London Evening Standard – Wednesday 14 September 1892:

Dr. G. Danford Thomas held an inquest yesterday at St. Pancras Coroner’s Court on the body of Emily Cave (née: Emily Alice Windebank, born 1865), 27, the wife of Walter Cave (Walter Frederick Cave: 1863-1904), a barman, lately residing at 17, Castle-road, Kentish-town.

According to the husband, he lived very happily with the deceased, who was very amiable. She had recently – especially since their last child was born – been “queer” in her head. She complained of pains in the head, and often said she “wished she was dead.”

On Saturday morning the Witness was fetched home, where he found his wife lying insensible on the floor. Upon a table was the empty bottle produced, labelled “Carbolic acid—poison,” and a purse containing half-a-sovereign. He learnt from his little boy that the latter saw his mother drink “something” from a bottle and then fall on the bed on the floor. Before she became insensible she handed the purse mentioned to her son saying, “If I don’t wake up any more, give this to your father.” The husband at once called in a neighbouring doctor. Witness had never heard his wife threaten to destroy herself. The son stated that his mother drank from the bottle itself and then fell down. She asked him if she did not wake any more to “give baby some sugar-tits,” and father the purse. Dr. T. Massi, 183, Kentish Town-road, said when he arrived the woman was dying from the effects of carbolic-acid poisoning, and she expired about an hour and a half afterwards from this cause.

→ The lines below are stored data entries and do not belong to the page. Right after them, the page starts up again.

PR #425, opened 2026-01-08
refactor declaration.rs to change conventions

jesse-shopify:
- remove macros
- remove individual classes as they currently do not have data or behavior that differs from their shared components - when/if they do they can be re-added
- use enum Declaration to separate types
- implement helper methods to get at useful structs on enum so match statements don't proliferate. can use:
    - `as_simple`
    - `as_simple_mut`
    - `as_namespace`
    - `as_namespace_mut`

### DIFF
--- a/rust/rubydex/Cargo.toml
+++ b/rust/rubydex/Cargo.toml
@@ -15,6 +15,7 @@ crate-type = ["rlib"]
 test_utils = ["dep:tempfile"]
 
 [dependencies]
+parking_lot = "0.12"
 ruby-prism = "1.6.0"
 url = "2.5.4"
 xxhash-rust = { version = "0.8.15", features = ["xxh3"] }
--- a/rust/rubydex/src/model/declaration.rs
+++ b/rust/rubydex/src/model/declaration.rs
@@ -109,6 +109,13 @@ impl SimpleDeclaration {
         self.references.push(id);
     }
 
+    pub fn remove_reference(&mut self, reference_id: &ReferenceId) {
+        if let Some(pos) = self.references.iter().position(|id| id == reference_id) {
+            self.references.swap_remove(pos);
+            self.references.shrink_to_fit();
+        }
+    }
+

The Mother of the deceased (Harriet Windebank (née: Monk) 1839-1899) said she was a good girl, and had a good husband, and Witness could not account for the mode of her death.—The Jury returned a verdict of “Suicide while of unsound mind.”

Walter Frederick Cave was born in March 1863, the son of Caroline (née: Pritchard born 1822) and Benjamin (died 1863). He married Emily Alice Windebank and they had three children together. He then married Isabella Florence Meyers in 1894 and they had four children together. He died in July 1904 in London, at the age of 41.